CAA News Today
Staff Interview: Katie Apsey
posted by CAA — Dec 19, 2016
The next in a series of interviews with staff members is a conversation with Katie Apsey, CAA manager of programs.
How long have you worked at CAA?
I have worked at CAA just over one year now. I originally started in the Publications Department as data coordinator for the graduate-school directories and moved over to the Programs Department when Lauren Stark left her position to pursue work in the archives field.
What do you do at CAA?
Many different things! I do the administrative work for all programs related to the conference: session submissions for the Annual Conference Committee’s review, ARTexchange applications, submissions to the various conference publications and the conference website, special events, business meetings, poster sessions, appointments for mentoring sessions, and more! I also help the juries for the annual Awards for Distinction as well as the conference travel grants. Both are quite rewarding.
What does CAA mean to you?
I became a member of CAA long ago when I graduated with a BA in photography and was searching for my first job. At that point in my career, membership was a way for me to determine the state of the field—what kind of jobs and opportunities and career paths there were for me as a young artist. As my career shifted away from art practice and toward museum work and then art history, CAA became a network for keeping up with peers rather than a resource for the job market.
Can you talk about one of your favorite member moments?
It would be too hard to pick one moment of engagement with a member. While working in the Speaker Ready Room I overhear amazing conversations between session chairs and their speakers while they prepare before or recombobulate after their sessions. Observing the uniqueness of each group and noting the different approaches that session chairs take when creating thoughtful panels is equally inspiring. I always learn things about new theories, historiographies, artists, and exhibitions through osmosis while I am running around doing management tasks!
What do you like best about the arts and working in the arts?
This sounds so cliché, but I like being surrounded by creative people and getting inspired and challenged by them: people who know that the “right” or “best” answer is an ambiguous, moving target; people who, after they are done with the business of an email, send me a link to an article, exhibition, or artist’s webpage; people who know the value of thinking deeply or uniquely; and people who do what they do not for the money but for their belief in the importance of discourse.

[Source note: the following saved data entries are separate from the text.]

Issue #1961, opened 2024-07-22
Is there any possible GetCellFormula faster?


ShowerBandV:
**Description**
A sheet which has 4600 rows and 55 cols, and some cols have formulas,I want to get them,it seems no problem but the time cost is very large,I want to know whether excelize can solve this.

here is demo code and file
```golang
func TestGetFormulas(t *testing.T) {
	file, err := excelize.OpenFile("4600Formulas.xlsx")
	if err != nil {
		panic(err)
	}
	begin := time.Now()
	for col := 0; col < 55; col++ {
		for row := 0; row < 4600; row++ {
			axis := AxisEncode(col, row)
			_, err := file.GetCellFormula("Sheet1", axis)
			if err != nil {
				panic(err)
			}
		}
	}
	fmt.Printf("GetCellFormula time cost:%dms", time.Since(begin).Milliseconds())
}
```
[4600Formulas.xlsx](https://github.com/user-attachments/files/16330178/4600Formulas.xlsx)

xuri:
Thanks for your issue. Currently, there are some formula functions still working in progress, I think we can optimize performance for formula calculation engine after formula functions implemented.

HZL3151904214:
共享函数的实现有问题，理论上共享函数应该单独存储一个共享函数的索引结构吧，不应该为了获取共享函数的表达式在多遍历一次m*n，这样一旦是共享函数就需要m*n*m*n，性能太差了。作者这块有规划优化下？

xuri:
Thanks for the feedback. If you would like to create a pull request for this, that would be great.

xuri:
This issue has been fixed by PR #2118. Please upgrade to the master branch code by `go get github.com/xuri/excelize/v2@master`, and this feature will be released on the next version.

xuri:
This issue has been fixed by PR #2118. Please upgrade to the master branch code by `go get github.com/xuri/excelize/v2@master`, and this patch will be released on the next version.

PR #2129, opened 2025-05-11
Using binary search instead of sequential search for rowData

shcabin:
# PR Details

Using binary search instead of sequential search for rowData

## Related Issue
#1961 

## How Has This Been Tested

Performance testing was conducted on an AMD64 WSL using Go's benchmark tool. The benchmarks were run the test mentioned in #1961 8 times . The following results were observed:

```
goos: linux
goarch: amd64
pkg: github.com/xuri/excelize/v2
cpu: 12th Gen Intel(R) Core(TM) i5-12400F
               │ base.txt   │             new.txt               │
               │   sec/op   │   sec/op    vs base               │
GetFormulas-12   3.951 ± 4%   1.382 ± 3%  -65.02% (p=0.000 n=8)

               │  base.txt    │           new.txt             │
               │     B/op     │     B/op      vs base         │
GetFormulas-12   815.1Mi ± 0%   815.1Mi ± 0%  ~ (p=0.721 n=8)

               │  base.txt   │           new.txt            │
               │  allocs/op  │  allocs/op   vs base         │
GetFormulas-12   10.87M ± 0%   10.87M ± 0%  ~ (p=0.940 n=8)
(The version of the issue submitted is 27 seconds in the same environment)
```
code:
```

func BenchmarkGetFormulas(b *testing.B) {
	for i := 0; i < b.N; i++ {
		file, err := OpenFile("4600Formulas.xlsx")
		if err != nil {
			panic(err)
		}
		begin := time.Now()
		cc := 0
		for row := 1; row <= 4600; row++ { // 4600
			for col := 1; col <= 55; col++ { //55
				axis, _ := CoordinatesToCellName(col, row)
				str, err := file.GetCellFormula("Sheet1", axis)
				if err != nil {
					panic(err)
				}
				if str != "" {
					cc++
				}
			}
		}
		assert.Equal(b, 45990, cc)
		b.Logf("GetCellFormula time cost:%dms cc:%v", time.Since(begin).Milliseconds(), cc)
	}
}
```

## Types of changes

## Checklist

### DIFF
--- a/cell.go
+++ b/cell.go
@@ -1502,11 +1502,11 @@ func (f *File) getCellStringFunc(sheet, cell string, fn func(x *xlsxWorksheet, c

Do you have a favorite moment from the Annual Conference?
When I attended as a regular member, my favorite moments were seeing my academic heroes speak or listening to the annual Distinguished Artist Interviews. Now that I work for CAA “behind the scenes,” my favorite moments have become working with the room monitors onsite. These are the people that check conference badges at the doors to session rooms. I enjoy hearing what they are working on with their art or scholarship, pointing them toward sessions they may have overlooked in the program, and taking in the stories of the retired professors who are volunteering their time.
You are writing your dissertation on Native American art, and the CAA office is up the street from the Smithsonian Institution’s National Museum of the American Indian (NMAI). Have you visited the museum often since working here?
Yes, I feel very lucky to be so close to the museum’s New York branch. One of the main curators there, Kathleen Ash-Milby, is a powerhouse who focuses on contemporary Native American art, which is what I write about most often, so I value seeing the exhibitions at the George Gustav Heye Center as soon as they open. The museum also has the film and media center with rare digital content and a cozy educational library that I like to visit on my lunch break. It is the perfect spot for even fifteen minutes of reading outside the office, or for watching a VHS tape from the NMAI collection of performances that hasn’t been digitized yet! A lot of tourists visit lower Manhattan, but many of them don’t know they can go inside the Customs House—the building that houses the museum—for free, so it still remains a quiet refuge with rotating exhibitions and frequent nighttime events. In fact, I attended a MuseumHue event there about art and social change just a few weeks ago!
You have performed and taught dance. What are your specialities and favorites?
Oh, I could go on for hours about this. I love whatever classes I can take. As a company dancer, I felt like contemporary dance challenged me the most intellectually. It really pushes the boundaries of expansive concepts like “movement,” “performance,” and “choreography.” Closer to my heart, though, are samba dance and the Brazilian martial art of capoeira, both of which feed my soul. Samba is physically demanding yet joyful and amazingly fun to perform. I love looking into the crowd from the stage and seeing hundreds of people smiling back or even dancing themselves because they can’t sit still. Conceiving of and making new costumes uses my creativity in a different way.
There are many types of samba—including carnival mas group/Rio-style samba, Bahian-style samba de roda, and Orisha dances associated with Candomblé—that speak to different needs, abilities, histories, lives, and energies. Dance is an art form that grows with a person over time and answers their needs in the moment. Capoeira is the same way. It is actually a martial art, not dance. It challenges both my body (I swear someday I will still be able to learn a back flip … in my thirties) as well as my mind (in the strategy of the game). Capoeira even challenges my musical abilities in having to learn all the songs and instruments while trying to sing in tune!